Locals Picnic At Jewish Cemetery In Shklou

The ancient Jewish cemetery in Shklou, the Lukashenka's homeland, is gradually turning into a place for open-air parties.

If one visits this place on the outskirts of the city, one will see not only gravestones. Trees and bushes cover the ancient part of the cemetery. If you enter the cemetery from the former western gate and move forward, you'll see tracks of car wheels leading to a site where obviously parties and picnics are arranged, 6tv.by writes.

It's high time for the local authorities to restore order here. The cemetery is not only a place where people are buried, but is also a place of historical, cultural and architectural significance.

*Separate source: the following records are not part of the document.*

PR #3864, opened 2018-02-19
api: Added v1/status/flags endpoint.

Bplotka:
Endpoint URL: `/api/v1/status/flags`
Example Output:
```json
{
  "status": "success",
  "data": {
    "alertmanager.notification-queue-capacity": "10000",
    "alertmanager.timeout": "10s",
    "completion-bash": "false",
    "completion-script-bash": "false",
    "completion-script-zsh": "false",
    "config.file": "my_cool_prometheus.yaml",
    "help": "false",
    "help-long": "false",
    "help-man": "false",
    "log.level": "info",
    "query.lookback-delta": "5m",
    "query.max-concurrency": "20",
    "query.timeout": "2m",
    "storage.tsdb.max-block-duration": "36h",
    "storage.tsdb.min-block-duration": "2h",
    "storage.tsdb.no-lockfile": "false",
    "storage.tsdb.path": "data/",
    "storage.tsdb.retention": "15d",
    "version": "false",
    "web.console.libraries": "console_libraries",
    "web.console.templates": "consoles",
    "web.enable-admin-api": "false",
    "web.enable-lifecycle": "false",
    "web.external-url": "",
    "web.listen-address": "0.0.0.0:9090",
    "web.max-connections": "512",
    "web.read-timeout": "5m",
    "web.route-prefix": "/",
    "web.user-assets": ""
  }
}
```

### DIFF
--- a/docs/querying/api.md
+++ b/docs/querying/api.md
@@ -382,6 +382,79 @@ $ curl http://localhost:9090/api/v1/alertmanagers
 }
 ```
 
+## Status
+
+Following status endpoints expose current Prometheus configuration.
+
+### Config
+
+The following endpoint returns currently loaded configuration file:
+
+```
+GET /api/v1/status/config
+```
+
+Currently, config is returned as dumped YAML file.
+
+```json
+$ curl http://localhost:9090/api/v1/status/config
+{
+  "status": "success",
+  "data": {
+    "yaml": "<content of the loaded config file in YAML>",
+  }
+}
+```
+
+### Flags
+
+The following endpoint returns flag values that Prometheus was configured with:
+
+```
+GET /api/v1/status/flags
+```
+
+All values are in a form of "string".
+
+```json
+$ curl http://localhost:9090/api/v1/status/flags
+{
+  "status": "success",
+  "data": {
+    "alertmanager.notification-queue-capacity": "10000",
+    "alertmanager.timeout": "10s",
+    "completion-bash": "false",
+    "completion-script-bash": "false",
+    "completion-script-zsh": "false",
+    "config.file": "/etc/prometheus/prometheus.yaml",
+    "help": "false",
+    "help-long": "false",
+    "help-man": "false",
+    "log.level": "info",
+    "query.lookback-delta": "5m",
+    "query.max-concurrency": "20",
+    "query.timeout": "2m",
+    "storage.tsdb.max-block-duration": "36h",
+    "storage.tsdb.min-block-duration": "2h",
+    "storage.tsdb.no-lockfile": "false",
+    "storage.tsdb.path": "data/",
+    "storage.tsdb.retention": "15d",
+    "version": "false",
+    "web.console.libraries": "console_libraries",
+    "web.console.templates": "consoles",
+    "web.enable-admin-api": "false",
+    "web.enable-lifecycle": "false",
+    "web.external-url": "",
+    "web.listen-address": "0.0.0.0:9090",
+    "web.max-connections": "512",
+    "web.read-timeout": "5m",
+    "web.route-prefix": "/",
+    "web.user-assets": ""
+  }
+}
+```
+
+*New in v2.2*
 
 ## TSDB Admin APIs
 These are APIs that expose database functionalities for the advanced user. These APIs are not enabled unless the `--web.enable-admin-api` is set.
--- a/docs/querying/api.md
+++ b/docs/querying/api.md
@@ -394,7 +394,8 @@ The following endpoint returns currently loaded configuration file:
 GET /api/v1/status/config
 ```
 
-Currently, config is returned as dumped YAML file.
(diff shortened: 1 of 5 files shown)


Bplotka:
What maybe is worth to consider as well is to preserve some basic types from flags itself instead of treating everything as `string`. That was just easier, since everything is ready in `web.go`. 

I think this is fine, but let me know, I can try to treat `int` and `booleans` flags properly here.

fabxc:
Fine with me. Though this is now basically adding stuff to what we consider the "Promtheus compatibility API". Might get tricky later if we convolute those APIs.

Maybe move the Prometheus query API under a dedicated prefix?
I'd also probably vote for having all our own APIs in gRPC and _optionally_ provide an unstable JSON mapping for those that we consider relevant to query via `curl` etc. during debugging (_not_ through grpc-rest-gateway though).

Bplotka:
@brian-brazil What exactly documentation you have in mind? Even `api/v1/status/config` seems to be undocumented. Can add some info, but please let me know where (: There are some bits around API here: https://github.com/prometheus/prometheus/blob/master/docs/querying/api.md but only related to querying itself.

brian-brazil:
Yes, it should be on that page.

Bplotka:
Done.

docs/querying/api.md
```diff
@@ -382,6 +382,79 @@ $ curl http://localhost:9090/api/v1/alertmanagers
...
+
+### Config
+
+The following endpoint returns currently loaded configuration file:
+
+```
+GET /api/v1/status/config
+```
+
+Currently, config is returned as dumped YAML file.
```
brian-brazil: The "currently" doesn't add anything here, we won't be changing that as it'd be a breaking change. You might mention though that comments are not present, due to limitations of the yaml library we use.

docs/querying/api.md
```diff
@@ -382,6 +382,79 @@ $ curl http://localhost:9090/api/v1/alertmanagers
...
+```
+
+All values are in a form of "string".
+
+```json
+$ curl http://localhost:9090/api/v1/status/flags
+{
+  "status": "success",
+  "data": {
+    "alertmanager.notification-queue-capacity": "10000",
```
brian-brazil: There's no need to list all of the flags here, just a small sampling will do.

docs/querying/api.md
```diff
@@ -382,6 +382,79 @@ $ curl http://localhost:9090/api/v1/alertmanagers
...
+    "alertmanager.timeout": "10s",
+    "completion-bash": "false",
```
brian-brazil: This is not a flag of Prometheus, why is it here?

fabxc: That and things like `help-man` are probably coming in through the flag library.
Maybe that can be disabled – otherwise we can just blacklist those.

docs/querying/api.md
fabxc: Not sure I understand. Why would we "sample" the configured flags we are showing.

brian-brazil: I meant only in the docs, otherwise we get to update this every time we get new flags.

docs/querying/api.md
Bplotka: Well.. This and same others (e.g `help`) are all kingpin flags, so they are included when we are dumping them into `flagsMap`.

UI `/flags` page shows them too. 
image

To be consistent I think we should leave them, or if we want we can filter some out on both API and flag page. What do you think?

docs/querying/api.md
Bplotka: I can agree with @brian-brazil here, it is just an example.

docs/querying/api.md
Bplotka: @brian-brazil comment still valid

Bplotka:
OK, Excluded kingpin flags from flags API and flags UI page. Found (I think) easy way to do it.
Now it looks like this:
```json
  "alertmanager.notification-queue-capacity": "10000",
  "alertmanager.timeout": "10s",
  "config.file": "p.yaml",
  "log.level": "info",
  "query.lookback-delta": "5m",
  "query.max-concurrency": "20",
  "query.timeout": "2m",
  "storage.tsdb.max-block-duration": "36h",
  "storage.tsdb.min-block-duration": "2h",
  "storage.tsdb.no-lockfile": "false",
  "storage.tsdb.path": "data/",
  "storage.tsdb.retention": "15d",
  "web.console.libraries": "console_libraries",
  "web.console.templates": "consoles",
  "web.enable-admin-api": "false",
  "web.enable-lifecycle": "false",
  "web.external-url": "",
  "web.listen-address": "0.0.0.0:9090",
  "web.max-connections": "512",
  "web.read-timeout": "5m",
  "web.route-prefix": "/",
  "web.user-assets": ""
```

brian-brazil:
Thanks!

The Jewish cemetery in Shklou is material and non-material heritage of our history. Jewish residents appeared in Shklou in the first half of the 17th century. Siniauski and Chartaryjskikh, who were the city rulers at that time, granted the local Jews the first "privileges". The Jewish community of Shklou quickly developed. In 1668, Georg Korb, the secretary of the Austrian ambassador at the court of Peter I, noted that Shklou's Jews were "a rich and influential social class."

Moreover, on the border of the XVIII - XIX centuries, the city became some kind of "Jewish metropolis," and at the same time, it became a center for the dissemination of a variety of knowledge and ideas among the Jewish community of the Russian Empire. In 1897 there were 5122 Jews in Shklou (78% of the population).

From those distant times on, there has been a Jewish cemetery in Shklou. As it should be, it is outside the city border. The territory of the cemetery is surrounded by an artificial moat. There is a stone staircase-corridor from the north-eastern side. The staircase-corridor used to have a wooden roof and it was closed with a gate. By now, this ancient building has been preserved in part. The cemetery is divided into two equal parts, between which, on the west side, there were entrance gates. On the northern outskirts of the cemetery there are several common graves and a Holocaust Memorial. The bulk of the ancient tombstones was destroyed during the last war and in the post-war period.

Today the Shklou Jewish cemetery is of great value and is known in the world community. Almost every year it is visited by descendants of Shklou Jews and research expeditions.